North Carolina Public Radio reported in 2021 that the Southern Environmental Law Center had obtained documents indicating that the wildlife service internally debated delisting the woodpeckers completely, not just downgrading their ranking on the list to "threatened." This raised eyebrows over scientific integrity. According to the act, any proposal to change the status of an endangered animal must be scientifically vetted and predetermined population recovery goals must be met.
In South Carolina, red-cockaded woodpecker populations are growing at an annual rate of 4 percent, faster than any other state in the birds' range. The target growth rate set by the U.S. Fish and Wildlife Service for the species recovery is 5 percent. According to the Endangered Species Act, an endangered species should not be "delisted" unless it has reached the goals set in its recovery plan.
Taking an animal off the endangered species list is not always a political act. The bald eagle is a prime example.
In 2007, conservation and industry groups alike celebrated the delisting of the bald eagle, marking a remarkable recovery for America's most famous bird, whose populations now exceeds 300,000. Breeding pairs can even be found in the green spaces of the nation's capital.
'Loving the Lowcountry to death'
To some, the death of any endangered species is a tragedy. To others, development in Berkeley County is a good thing that carries environmental trade-offs.
"Berkley County has to really think about why people are moving there ... the beauty, the natural habitat, the coast of South Carolina," Evans said. "How do you hold onto those things and love those things without destroying them?"
Joe Riley, Charleston's former mayor, led the annexation of the Cainhoy peninsula into the city's urban growth boundary in 1996. In the wake of this year's litigation over the Cainhoy development, Riley defended these actions in a column in The Post and Courier, calling the decadeslong planning for the 9,000-acre property "responsible smart growth." Riley likened the future development on Cainhoy peninsula as following in the same patterns of sustainable, suburban growth that played out on Daniel Island during his tenure as mayor. Conservationists view the carelessness for local endangered species as something very different.
"People are loving the Lowcountry to death," Evans said. "We have to get our heads around how we do these things sustainably. ... Saying we're going to take 11 woodpecker colonies is not how we do things sustainably."
In the meantime, construction continues for services and roads that will serve the 45,000 new occupants of Point Hope. The transportation corridor at the center of it all, Clement's Ferry Road, has already been widened in some sections, adding two lanes to alleviate congestion of the 15,000 cars and trucks that traverse it daily. Road construction is ongoing. For now, no construction has reached the sections of forest where the woodpeckers live. But, said Nowlin, it's only a matter of time.

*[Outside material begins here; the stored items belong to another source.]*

PR #239, opened 2026-09-04
refactor: finish the bot to agent rename across code, data and copy

NorbertBodziony:
Finishes the `bot` → `agent` rename the repository has carried half-done for a long time. The product
concept is called an agent everywhere now — identifiers, IPC channels, CSS, user copy, the mobile app,
and the instructions and tool parameters the models read — and the `AGENTS.md` "expect both" paragraph
is gone.

## Decisions this implements

All five were the developer's, taken after the costs below were laid out:

1. **Scope**: desktop + contracts, `apps/mobile`, user-facing copy, and the model-facing surface.
2. **Persisted data**: migrate everything, including rewriting existing `bot-<uuid>` id *values*.
3. **Marketplace collision**: local agent takes `agentId`; the marketplace offer becomes `listingId`.
4. **Delivery**: one PR.

### The accepted cost: paired phones must be re-paired

Rewriting id values invalidates identifiers other devices hold. After the host updates, a paired phone
asks for `GET /v1/agents/bot-7b62…` and gets a 404; the wire protocol is frozen, so no "your id changed"
event may be sent. Mobile degrades gently — it shows the existing *"This agent is no longer available on
the selected server."* — but pins and unread cursors in `SecureStore` go dead. **`CHANGELOG.md` says
plainly that phones must be unpaired and paired again.**

## What is deliberately *not* renamed

Each survivor is nameable, and the new `AGENTS.md` "bot" bullet names them:

- **The Team API v1–v3 wire.** `botId`, `bots`, `bots-changed` stay on the wire forever. The new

Nowlin, who worked at the Southern Environmental Law Center prior to her tenure at Duke, has worked on other endangered species cases in which the incidental take permits were ultimately revoked, ruling in favor of environmentalists trying to protect an endangered animal from development. In some cases, the critical habitat had already been destroyed during the long slog of litigation.
"There's no way to undo that damage once it's done," Nowlin said.
The current lawsuit challenging the destruction of wetlands and displacement of woodpeckers on the Cainhoy peninsula won't be resolved anytime soon. Environmental groups are hoping it will be resolved by the end of 2023, with the courts ruling in their favor, marking a win for red-cockaded woodpeckers and the 50th anniversary of the very bill that saved them.